▸ **ACTIVITY**: Down to the last line, reproduce the records exactly.

*** MATERIAL PROVIDED Section Begins ***

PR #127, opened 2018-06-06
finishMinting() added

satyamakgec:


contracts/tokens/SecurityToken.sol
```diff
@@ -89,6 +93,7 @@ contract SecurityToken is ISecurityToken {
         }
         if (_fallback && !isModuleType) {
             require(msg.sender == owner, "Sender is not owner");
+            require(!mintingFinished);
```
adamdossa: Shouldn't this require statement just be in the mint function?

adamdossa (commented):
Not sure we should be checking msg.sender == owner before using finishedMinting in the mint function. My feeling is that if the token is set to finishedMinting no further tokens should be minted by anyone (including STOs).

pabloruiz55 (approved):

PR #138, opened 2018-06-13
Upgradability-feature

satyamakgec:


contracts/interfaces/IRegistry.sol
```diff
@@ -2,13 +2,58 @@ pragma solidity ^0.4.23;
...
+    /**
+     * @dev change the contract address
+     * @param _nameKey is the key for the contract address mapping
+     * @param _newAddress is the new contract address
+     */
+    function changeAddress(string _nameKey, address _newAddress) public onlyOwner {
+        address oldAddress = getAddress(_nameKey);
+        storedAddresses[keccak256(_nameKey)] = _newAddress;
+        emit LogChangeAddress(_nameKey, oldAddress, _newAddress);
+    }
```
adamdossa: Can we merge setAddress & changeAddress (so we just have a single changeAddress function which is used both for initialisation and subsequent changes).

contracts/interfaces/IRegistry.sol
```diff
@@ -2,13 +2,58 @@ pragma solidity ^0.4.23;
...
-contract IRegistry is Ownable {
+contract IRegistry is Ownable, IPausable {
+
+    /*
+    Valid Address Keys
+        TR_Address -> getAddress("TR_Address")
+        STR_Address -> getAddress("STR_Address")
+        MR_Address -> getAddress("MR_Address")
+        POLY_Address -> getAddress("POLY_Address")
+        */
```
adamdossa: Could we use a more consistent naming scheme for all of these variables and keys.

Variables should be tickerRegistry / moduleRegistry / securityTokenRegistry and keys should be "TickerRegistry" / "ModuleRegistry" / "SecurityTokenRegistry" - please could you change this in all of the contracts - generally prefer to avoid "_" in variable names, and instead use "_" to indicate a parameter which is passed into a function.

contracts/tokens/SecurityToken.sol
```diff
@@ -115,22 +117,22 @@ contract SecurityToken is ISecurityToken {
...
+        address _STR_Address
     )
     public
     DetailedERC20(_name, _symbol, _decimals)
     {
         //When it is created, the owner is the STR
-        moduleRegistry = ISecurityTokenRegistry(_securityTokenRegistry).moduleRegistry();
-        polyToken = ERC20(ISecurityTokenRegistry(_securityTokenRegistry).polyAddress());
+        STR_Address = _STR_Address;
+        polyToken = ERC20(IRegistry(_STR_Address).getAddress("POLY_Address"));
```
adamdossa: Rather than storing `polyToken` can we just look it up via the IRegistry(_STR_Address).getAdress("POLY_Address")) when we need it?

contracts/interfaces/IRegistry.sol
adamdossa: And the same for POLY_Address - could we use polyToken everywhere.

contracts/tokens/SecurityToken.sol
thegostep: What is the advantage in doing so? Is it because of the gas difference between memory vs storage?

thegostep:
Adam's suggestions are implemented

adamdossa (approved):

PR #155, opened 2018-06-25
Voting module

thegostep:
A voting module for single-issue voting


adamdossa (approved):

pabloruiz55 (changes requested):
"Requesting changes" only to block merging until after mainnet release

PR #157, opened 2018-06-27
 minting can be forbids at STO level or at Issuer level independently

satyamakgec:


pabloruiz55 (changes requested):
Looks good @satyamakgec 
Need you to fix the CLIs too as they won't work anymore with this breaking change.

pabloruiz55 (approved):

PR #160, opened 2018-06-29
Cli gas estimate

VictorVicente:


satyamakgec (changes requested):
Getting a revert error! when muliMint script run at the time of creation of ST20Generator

*** MATERIAL PROVIDED Section Ends ***

▸ **RESPONSE TO THIS EXERCISE**:
PR #127, opened 2018-06-06
finishMinting() added

satyamakgec:


contracts/tokens/SecurityToken.sol
```diff
@@ -89,6 +93,7 @@ contract SecurityToken is ISecurityToken {
         }
         if (_fallback && !isModuleType) {
             require(msg.sender == owner, "Sender is not owner");
+            require(!mintingFinished);
```
adamdossa: Shouldn't this require statement just be in the mint function?

adamdossa (commented):
Not sure we should be checking msg.sender == owner before using finishedMinting in the mint function. My feeling is that if the token is set to finishedMinting no further tokens should be minted by anyone (including STOs).

pabloruiz55 (approved):

PR #138, opened 2018-06-13
Upgradability-feature

satyamakgec:


contracts/interfaces/IRegistry.sol
```diff
@@ -2,13 +2,58 @@ pragma solidity ^0.4.23;
...
+    /**
+     * @dev change the contract address
+     * @param _nameKey is the key for the contract address mapping
+     * @param _newAddress is the new contract address
+     */
+    function changeAddress(string _nameKey, address _newAddress) public onlyOwner {
+        address oldAddress = getAddress(_nameKey);
+        storedAddresses[keccak256(_nameKey)] = _newAddress;
+        emit LogChangeAddress(_nameKey, oldAddress, _newAddress);
+    }
```
adamdossa: Can we merge setAddress & changeAddress (so we just have a single changeAddress function which is used both for initialisation and subsequent changes).

contracts/interfaces/IRegistry.sol
```diff
@@ -2,13 +2,58 @@ pragma solidity ^0.4.23;
...
-contract IRegistry is Ownable {
+contract IRegistry is Ownable, IPausable {
+
+    /*
+    Valid Address Keys
+        TR_Address -> getAddress("TR_Address")
+        STR_Address -> getAddress("STR_Address")
+        MR_Address -> getAddress("MR_Address")
+        POLY_Address -> getAddress("POLY_Address")
+        */
```
adamdossa: Could we use a more consistent naming scheme for all of these variables and keys.

Variables should be tickerRegistry / moduleRegistry / securityTokenRegistry and keys should be "TickerRegistry" / "ModuleRegistry" / "SecurityTokenRegistry" - please could you change this in all of the contracts - generally prefer to avoid "_" in variable names, and instead use "_" to indicate a parameter which is passed into a function.

contracts/tokens/SecurityToken.sol
```diff
@@ -115,22 +117,22 @@ contract SecurityToken is ISecurityToken {
...
+        address _STR_Address
     )
     public
     DetailedERC20(_name, _symbol, _decimals)
     {
         //When it is created, the owner is the STR
-        moduleRegistry = ISecurityTokenRegistry(_securityTokenRegistry).moduleRegistry();
-        polyToken = ERC20(ISecurityTokenRegistry(_securityTokenRegistry).polyAddress());
+        STR_Address = _STR_Address;
+        polyToken = ERC20(IRegistry(_STR_Address).getAddress("POLY_Address"));
```
adamdossa: Rather than storing `polyToken` can we just look it up via the IRegistry(_STR_Address).getAdress("POLY_Address")) when we need it?

contracts/interfaces/IRegistry.sol
adamdossa: And the same for POLY_Address - could we use polyToken everywhere.

contracts/tokens/SecurityToken.sol
thegostep: What is the advantage in doing so? Is it because of the gas difference between memory vs storage?

thegostep:
Adam's suggestions are implemented

adamdossa (approved):

PR #155, opened 2018-06-25
Voting module

thegostep:
A voting module for single-issue voting


adamdossa (approved):

pabloruiz55 (changes requested):
"Requesting changes" only to block merging until after mainnet release

PR #157, opened 2018-06-27
 minting can be forbids at STO level or at Issuer level independently

satyamakgec:


pabloruiz55 (changes requested):
Looks good @satyamakgec 
Need you to fix the CLIs too as they won't work anymore with this breaking change.

pabloruiz55 (approved):

PR #160, opened 2018-06-29
Cli gas estimate

VictorVicente:


satyamakgec (changes requested):
Getting a revert error! when muliMint script run at the time of creation of ST20Generator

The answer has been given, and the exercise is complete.